**Task objective**: How many lines below contain the word "merge"? Reply solely with the number.

**Input for this task**:
PR #421, opened 2017-03-22
zeroconf updates

redPanther:
- add ip
- make dns service names more uniq (important for multiple local instances)

```
    "hyperion": {
        "config_modified": false,
        "config_writeable": true,
        "sessions": [
            {
                "address": "192.168.122.1",
                "domain": "local.",
                "host": "dory",
                "name": "MyHyperionConfig@dory:8098",
                "port": 8098,
                "type": "_hyperiond-http._tcp."
            },
            {
                "address": "192.168.122.1",
                "domain": "local.",
                "host": "dory",
                "name": "MyPi@dory:8099",
                "port": 8099,
                "type": "_hyperiond-http._tcp."
            }
        ]
    },

```

### DIFF
--- a/include/bonjour/bonjourrecord.h
+++ b/include/bonjour/bonjourrecord.h
@@ -55,6 +55,7 @@ public:
 	QString registeredType;
 	QString replyDomain;
 	QString hostName;
+	QString address;
 	int     port;
 
 	bool operator==(const BonjourRecord &other) const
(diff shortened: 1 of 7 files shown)


brindosch:
Much better, do you want to add the user friendly instance name for webconfig too? (So i am not forced to seach them at another session entry to display them)
> generalConfig["name"].toString("")

brindosch:
perfect!

redPanther:
Auto port is not so easy. For that we should modify  config to have a port range for each service, to avoid automaticly jam your network ...

Now we can modify the standalone tools to use zeroconf. Then a standalone grabber app finds hyperiond automaticly.

I will make a true on/off switch via json next.

brindosch:
As far as i know you get a response, if a port is already in use.
increment json +2
increment proto +2
increment webserver +1
If increment happend write it to config (So just one time (usually) to auto correct them).
Proceed as before :)

While zeroconf for standalone capture is good, i would rank the update for ports adjustment and start new hyperions from forwarder config much higher. :)

PR #423, opened 2017-03-23
Hyperion Switcher + cleanup

brindosch:
- JSON-RPC: property origin minLength 4 maxLength 20, removed title and component integer from serverinfo-components, min value for gamma adjustment is 0.1!, just to notice: @redPanther removed component from priorities and componentId ist now a string instead integer.
- Added switcher to top bar (just visible if there is something to switch)
- hidden service menu on about page (force restart and cache reset)
- better remote page floating on <1200px width
- clearAll for remote (requires fix for bg effect)
- prio 254 is ffa again

All concerns to me!

Migrate blackborderdetector threshold from float to integer e.g. `0.05` to `5` (see config file)


redPanther:
Ready for merge?

tpmodding:
So many updates...what a piece of luck that we have the webUI :D cant imagine to explane every new user how to do everything with the json file and text editor :)))

brindosch:
> piece of luck

I need to correct you, it's `piece of WORK`
:)

PR #424, opened 2017-03-23
global on/off

redPanther:
- hyperion-remote --off or --on to switch all components off/restore state before off

additional:
- set min gamma to 0.1

note fro webui: when we a toggle for on/off exists in remote, the component switches should be grayed/disabled.
When switched of, then component onoff is locked


brindosch:
ready for merge? I will add your requested changes

b1rdhous3:
We should a big red button on the home screen on webui :P

brindosch:
b!
Yes i created a "Smart Access" area at the dashboard. I think it's the best place. The status is also shown at the tom of infobox.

**Your response**: 2